[Data entries]
----------------------------------------
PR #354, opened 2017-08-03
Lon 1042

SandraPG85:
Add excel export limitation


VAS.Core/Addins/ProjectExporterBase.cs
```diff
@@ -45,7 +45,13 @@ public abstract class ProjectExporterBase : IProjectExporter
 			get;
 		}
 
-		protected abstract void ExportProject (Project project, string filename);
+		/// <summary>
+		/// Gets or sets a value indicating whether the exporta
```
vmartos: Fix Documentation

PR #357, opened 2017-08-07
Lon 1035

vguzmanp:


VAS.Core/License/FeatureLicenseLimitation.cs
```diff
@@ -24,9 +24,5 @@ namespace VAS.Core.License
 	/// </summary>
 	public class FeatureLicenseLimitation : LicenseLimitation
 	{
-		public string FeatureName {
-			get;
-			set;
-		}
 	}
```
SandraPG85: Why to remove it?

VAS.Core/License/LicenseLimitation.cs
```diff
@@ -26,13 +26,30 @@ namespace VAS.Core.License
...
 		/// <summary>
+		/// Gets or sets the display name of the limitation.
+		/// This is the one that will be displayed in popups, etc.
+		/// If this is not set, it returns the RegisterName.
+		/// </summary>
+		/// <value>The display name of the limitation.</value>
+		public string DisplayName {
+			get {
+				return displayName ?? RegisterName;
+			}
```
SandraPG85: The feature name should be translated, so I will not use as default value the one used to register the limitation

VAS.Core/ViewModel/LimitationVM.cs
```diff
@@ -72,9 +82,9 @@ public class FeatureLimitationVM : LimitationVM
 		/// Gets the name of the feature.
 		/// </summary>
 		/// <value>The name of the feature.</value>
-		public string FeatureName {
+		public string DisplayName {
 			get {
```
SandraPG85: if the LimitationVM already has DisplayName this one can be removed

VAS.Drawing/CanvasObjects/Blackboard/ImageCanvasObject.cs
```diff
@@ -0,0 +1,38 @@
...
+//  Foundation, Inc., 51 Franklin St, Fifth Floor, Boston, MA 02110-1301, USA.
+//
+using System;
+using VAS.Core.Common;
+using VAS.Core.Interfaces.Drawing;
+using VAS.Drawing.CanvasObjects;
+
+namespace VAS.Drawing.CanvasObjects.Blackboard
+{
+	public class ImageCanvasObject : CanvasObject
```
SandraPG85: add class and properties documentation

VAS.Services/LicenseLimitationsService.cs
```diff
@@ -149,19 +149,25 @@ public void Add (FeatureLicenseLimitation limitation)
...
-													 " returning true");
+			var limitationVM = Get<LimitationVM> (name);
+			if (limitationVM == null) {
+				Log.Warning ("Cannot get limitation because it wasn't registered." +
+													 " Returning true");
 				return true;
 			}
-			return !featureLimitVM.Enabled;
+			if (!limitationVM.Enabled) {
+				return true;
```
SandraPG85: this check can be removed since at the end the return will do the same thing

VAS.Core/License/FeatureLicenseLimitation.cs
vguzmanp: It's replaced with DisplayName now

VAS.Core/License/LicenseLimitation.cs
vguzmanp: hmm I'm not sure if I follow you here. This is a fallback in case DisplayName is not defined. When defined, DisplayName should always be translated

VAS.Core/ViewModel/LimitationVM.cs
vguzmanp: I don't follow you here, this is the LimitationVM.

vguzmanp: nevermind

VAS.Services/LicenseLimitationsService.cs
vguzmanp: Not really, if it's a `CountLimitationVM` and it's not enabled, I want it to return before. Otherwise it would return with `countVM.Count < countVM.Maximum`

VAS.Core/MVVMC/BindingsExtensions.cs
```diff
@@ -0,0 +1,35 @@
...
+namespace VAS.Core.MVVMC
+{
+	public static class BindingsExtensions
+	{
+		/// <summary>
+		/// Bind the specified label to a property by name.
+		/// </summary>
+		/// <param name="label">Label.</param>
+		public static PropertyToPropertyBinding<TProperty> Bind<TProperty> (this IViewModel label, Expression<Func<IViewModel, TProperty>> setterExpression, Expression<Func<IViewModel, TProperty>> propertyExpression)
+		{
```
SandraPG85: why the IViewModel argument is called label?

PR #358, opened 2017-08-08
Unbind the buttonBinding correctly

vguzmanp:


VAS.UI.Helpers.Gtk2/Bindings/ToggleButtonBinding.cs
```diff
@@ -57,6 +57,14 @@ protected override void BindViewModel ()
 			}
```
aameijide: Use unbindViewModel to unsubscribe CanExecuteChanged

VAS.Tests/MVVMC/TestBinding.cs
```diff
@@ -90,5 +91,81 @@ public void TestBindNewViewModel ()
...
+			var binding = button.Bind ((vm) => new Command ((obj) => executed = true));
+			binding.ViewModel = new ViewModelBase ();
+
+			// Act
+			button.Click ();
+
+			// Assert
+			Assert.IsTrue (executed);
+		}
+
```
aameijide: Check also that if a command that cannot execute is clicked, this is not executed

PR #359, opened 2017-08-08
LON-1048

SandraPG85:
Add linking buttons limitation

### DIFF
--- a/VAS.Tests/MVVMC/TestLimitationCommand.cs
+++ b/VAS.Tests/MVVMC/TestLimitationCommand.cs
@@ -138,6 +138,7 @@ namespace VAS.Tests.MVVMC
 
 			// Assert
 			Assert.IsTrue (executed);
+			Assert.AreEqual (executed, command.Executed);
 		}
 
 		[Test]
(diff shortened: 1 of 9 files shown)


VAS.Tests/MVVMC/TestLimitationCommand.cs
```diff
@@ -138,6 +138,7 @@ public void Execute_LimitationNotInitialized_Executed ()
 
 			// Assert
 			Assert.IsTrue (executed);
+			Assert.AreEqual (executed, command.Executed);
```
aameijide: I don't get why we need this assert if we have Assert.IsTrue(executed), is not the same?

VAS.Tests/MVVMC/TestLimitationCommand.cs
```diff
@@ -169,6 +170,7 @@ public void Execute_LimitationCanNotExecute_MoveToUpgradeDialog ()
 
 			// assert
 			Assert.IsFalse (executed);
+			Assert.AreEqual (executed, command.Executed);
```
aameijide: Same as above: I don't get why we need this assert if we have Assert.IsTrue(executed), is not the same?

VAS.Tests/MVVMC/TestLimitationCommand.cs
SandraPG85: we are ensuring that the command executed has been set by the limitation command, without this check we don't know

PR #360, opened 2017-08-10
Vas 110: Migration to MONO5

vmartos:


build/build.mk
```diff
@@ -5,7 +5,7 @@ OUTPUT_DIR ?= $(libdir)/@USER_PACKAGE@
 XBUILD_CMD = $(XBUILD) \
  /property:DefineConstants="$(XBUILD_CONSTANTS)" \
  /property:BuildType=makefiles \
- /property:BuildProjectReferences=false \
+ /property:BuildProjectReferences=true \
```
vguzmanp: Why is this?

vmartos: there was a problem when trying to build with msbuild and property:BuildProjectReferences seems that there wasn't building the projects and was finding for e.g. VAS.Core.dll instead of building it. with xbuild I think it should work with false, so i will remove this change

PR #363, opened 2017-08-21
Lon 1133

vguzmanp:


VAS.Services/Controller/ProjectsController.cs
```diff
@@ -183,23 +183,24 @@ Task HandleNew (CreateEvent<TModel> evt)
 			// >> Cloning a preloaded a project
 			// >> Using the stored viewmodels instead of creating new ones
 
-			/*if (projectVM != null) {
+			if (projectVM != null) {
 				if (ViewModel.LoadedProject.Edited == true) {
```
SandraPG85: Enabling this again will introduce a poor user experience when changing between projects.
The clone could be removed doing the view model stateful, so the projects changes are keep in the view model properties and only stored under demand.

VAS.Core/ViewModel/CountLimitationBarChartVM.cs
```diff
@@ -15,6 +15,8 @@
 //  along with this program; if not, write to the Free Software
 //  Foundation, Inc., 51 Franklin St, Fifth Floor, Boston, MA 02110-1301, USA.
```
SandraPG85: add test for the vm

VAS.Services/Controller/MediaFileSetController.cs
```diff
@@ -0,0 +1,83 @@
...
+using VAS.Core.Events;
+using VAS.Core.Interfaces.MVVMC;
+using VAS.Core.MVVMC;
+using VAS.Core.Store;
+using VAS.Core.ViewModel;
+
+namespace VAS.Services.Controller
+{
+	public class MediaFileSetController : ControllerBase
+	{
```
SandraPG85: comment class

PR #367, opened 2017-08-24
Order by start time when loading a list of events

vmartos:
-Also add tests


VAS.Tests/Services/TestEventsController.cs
----------------------------------------
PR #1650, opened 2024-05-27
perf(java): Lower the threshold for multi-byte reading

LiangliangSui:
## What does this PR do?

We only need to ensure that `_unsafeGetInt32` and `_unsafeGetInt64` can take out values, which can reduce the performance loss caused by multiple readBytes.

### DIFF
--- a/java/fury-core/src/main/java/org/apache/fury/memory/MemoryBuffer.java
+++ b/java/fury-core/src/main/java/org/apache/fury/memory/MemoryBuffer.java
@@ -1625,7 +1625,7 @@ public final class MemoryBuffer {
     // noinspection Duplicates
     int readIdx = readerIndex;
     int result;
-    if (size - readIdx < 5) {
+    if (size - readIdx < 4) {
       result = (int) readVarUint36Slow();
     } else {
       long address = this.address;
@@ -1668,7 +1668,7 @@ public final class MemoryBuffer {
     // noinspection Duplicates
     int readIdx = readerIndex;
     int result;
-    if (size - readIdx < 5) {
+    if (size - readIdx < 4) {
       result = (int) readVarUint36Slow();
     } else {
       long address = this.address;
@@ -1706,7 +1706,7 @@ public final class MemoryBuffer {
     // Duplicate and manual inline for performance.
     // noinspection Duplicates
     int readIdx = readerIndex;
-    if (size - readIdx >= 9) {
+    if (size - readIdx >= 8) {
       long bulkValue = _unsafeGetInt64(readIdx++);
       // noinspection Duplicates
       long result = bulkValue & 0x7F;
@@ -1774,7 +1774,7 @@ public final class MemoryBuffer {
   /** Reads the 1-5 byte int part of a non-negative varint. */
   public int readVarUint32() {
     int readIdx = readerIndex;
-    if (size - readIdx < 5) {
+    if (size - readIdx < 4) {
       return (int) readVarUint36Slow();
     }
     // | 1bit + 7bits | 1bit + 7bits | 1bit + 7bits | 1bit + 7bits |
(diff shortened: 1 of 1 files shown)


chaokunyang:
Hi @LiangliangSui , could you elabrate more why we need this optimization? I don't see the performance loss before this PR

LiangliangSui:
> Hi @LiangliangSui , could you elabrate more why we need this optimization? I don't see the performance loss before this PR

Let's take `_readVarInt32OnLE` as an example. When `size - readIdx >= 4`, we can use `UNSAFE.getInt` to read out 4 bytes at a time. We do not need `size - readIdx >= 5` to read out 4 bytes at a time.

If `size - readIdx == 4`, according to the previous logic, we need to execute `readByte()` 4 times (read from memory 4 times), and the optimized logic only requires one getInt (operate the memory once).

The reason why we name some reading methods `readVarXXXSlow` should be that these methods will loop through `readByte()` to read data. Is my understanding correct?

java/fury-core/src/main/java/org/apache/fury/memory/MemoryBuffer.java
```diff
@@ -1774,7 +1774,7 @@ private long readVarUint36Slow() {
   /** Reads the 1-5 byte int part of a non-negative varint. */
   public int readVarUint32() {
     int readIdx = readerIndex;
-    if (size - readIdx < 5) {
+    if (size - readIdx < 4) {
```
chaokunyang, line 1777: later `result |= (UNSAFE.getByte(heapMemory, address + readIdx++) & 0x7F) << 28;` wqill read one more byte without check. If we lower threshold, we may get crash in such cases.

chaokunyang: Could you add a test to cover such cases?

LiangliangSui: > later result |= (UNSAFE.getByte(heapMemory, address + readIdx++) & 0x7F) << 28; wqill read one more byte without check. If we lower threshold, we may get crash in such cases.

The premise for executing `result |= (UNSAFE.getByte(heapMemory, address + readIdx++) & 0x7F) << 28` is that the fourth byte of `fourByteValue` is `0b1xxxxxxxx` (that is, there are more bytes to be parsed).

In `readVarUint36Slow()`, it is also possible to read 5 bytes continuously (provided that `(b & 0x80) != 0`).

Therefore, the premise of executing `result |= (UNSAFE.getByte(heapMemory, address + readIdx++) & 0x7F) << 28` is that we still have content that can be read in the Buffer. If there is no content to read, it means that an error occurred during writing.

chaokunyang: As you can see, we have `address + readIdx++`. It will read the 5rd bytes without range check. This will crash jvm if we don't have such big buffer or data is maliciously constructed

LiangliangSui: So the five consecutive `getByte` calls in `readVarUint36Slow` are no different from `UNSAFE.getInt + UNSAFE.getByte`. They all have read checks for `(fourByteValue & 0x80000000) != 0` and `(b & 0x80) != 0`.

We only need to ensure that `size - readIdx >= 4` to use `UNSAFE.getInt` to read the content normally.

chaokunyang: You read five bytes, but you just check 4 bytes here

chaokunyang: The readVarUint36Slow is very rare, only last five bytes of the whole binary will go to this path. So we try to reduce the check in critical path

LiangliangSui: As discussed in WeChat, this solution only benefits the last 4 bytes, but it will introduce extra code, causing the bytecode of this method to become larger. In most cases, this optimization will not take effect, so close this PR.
----------------------------------------
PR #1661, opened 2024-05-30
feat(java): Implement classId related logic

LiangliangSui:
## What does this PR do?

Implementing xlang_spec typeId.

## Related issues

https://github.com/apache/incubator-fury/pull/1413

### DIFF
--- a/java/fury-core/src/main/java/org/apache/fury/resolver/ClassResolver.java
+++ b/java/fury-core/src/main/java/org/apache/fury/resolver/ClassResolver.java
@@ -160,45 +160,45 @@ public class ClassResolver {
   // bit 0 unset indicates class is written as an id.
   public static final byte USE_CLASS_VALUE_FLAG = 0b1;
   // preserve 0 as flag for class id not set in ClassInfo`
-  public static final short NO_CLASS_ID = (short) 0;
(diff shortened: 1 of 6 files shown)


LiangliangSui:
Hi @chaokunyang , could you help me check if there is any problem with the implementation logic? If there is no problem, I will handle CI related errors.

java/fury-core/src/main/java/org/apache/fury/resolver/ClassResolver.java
----------------------------------------
TASK REQUIREMENTS: Give back exactly the lines above starting at the line where "--- a/VAS.Tests/MVVMC/TestLimitationCommand.cs" appears and ending at the line where "vguzmanp: Why is this?" appears, both included, with no other lines.

WRITTEN REPLY:
--- a/VAS.Tests/MVVMC/TestLimitationCommand.cs
+++ b/VAS.Tests/MVVMC/TestLimitationCommand.cs
@@ -138,6 +138,7 @@ namespace VAS.Tests.MVVMC
 
 			// Assert
 			Assert.IsTrue (executed);
+			Assert.AreEqual (executed, command.Executed);
 		}
 
 		[Test]
(diff shortened: 1 of 9 files shown)


VAS.Tests/MVVMC/TestLimitationCommand.cs
```diff
@@ -138,6 +138,7 @@ public void Execute_LimitationNotInitialized_Executed ()
 
 			// Assert
 			Assert.IsTrue (executed);
+			Assert.AreEqual (executed, command.Executed);
```
aameijide: I don't get why we need this assert if we have Assert.IsTrue(executed), is not the same?

VAS.Tests/MVVMC/TestLimitationCommand.cs
```diff
@@ -169,6 +170,7 @@ public void Execute_LimitationCanNotExecute_MoveToUpgradeDialog ()
 
 			// assert
 			Assert.IsFalse (executed);
+			Assert.AreEqual (executed, command.Executed);
```
aameijide: Same as above: I don't get why we need this assert if we have Assert.IsTrue(executed), is not the same?

VAS.Tests/MVVMC/TestLimitationCommand.cs
SandraPG85: we are ensuring that the command executed has been set by the limitation command, without this check we don't know

PR #360, opened 2017-08-10
Vas 110: Migration to MONO5

vmartos:


build/build.mk
```diff
@@ -5,7 +5,7 @@ OUTPUT_DIR ?= $(libdir)/@USER_PACKAGE@
 XBUILD_CMD = $(XBUILD) \
  /property:DefineConstants="$(XBUILD_CONSTANTS)" \
  /property:BuildType=makefiles \
- /property:BuildProjectReferences=false \
+ /property:BuildProjectReferences=true \
```
vguzmanp: Why is this?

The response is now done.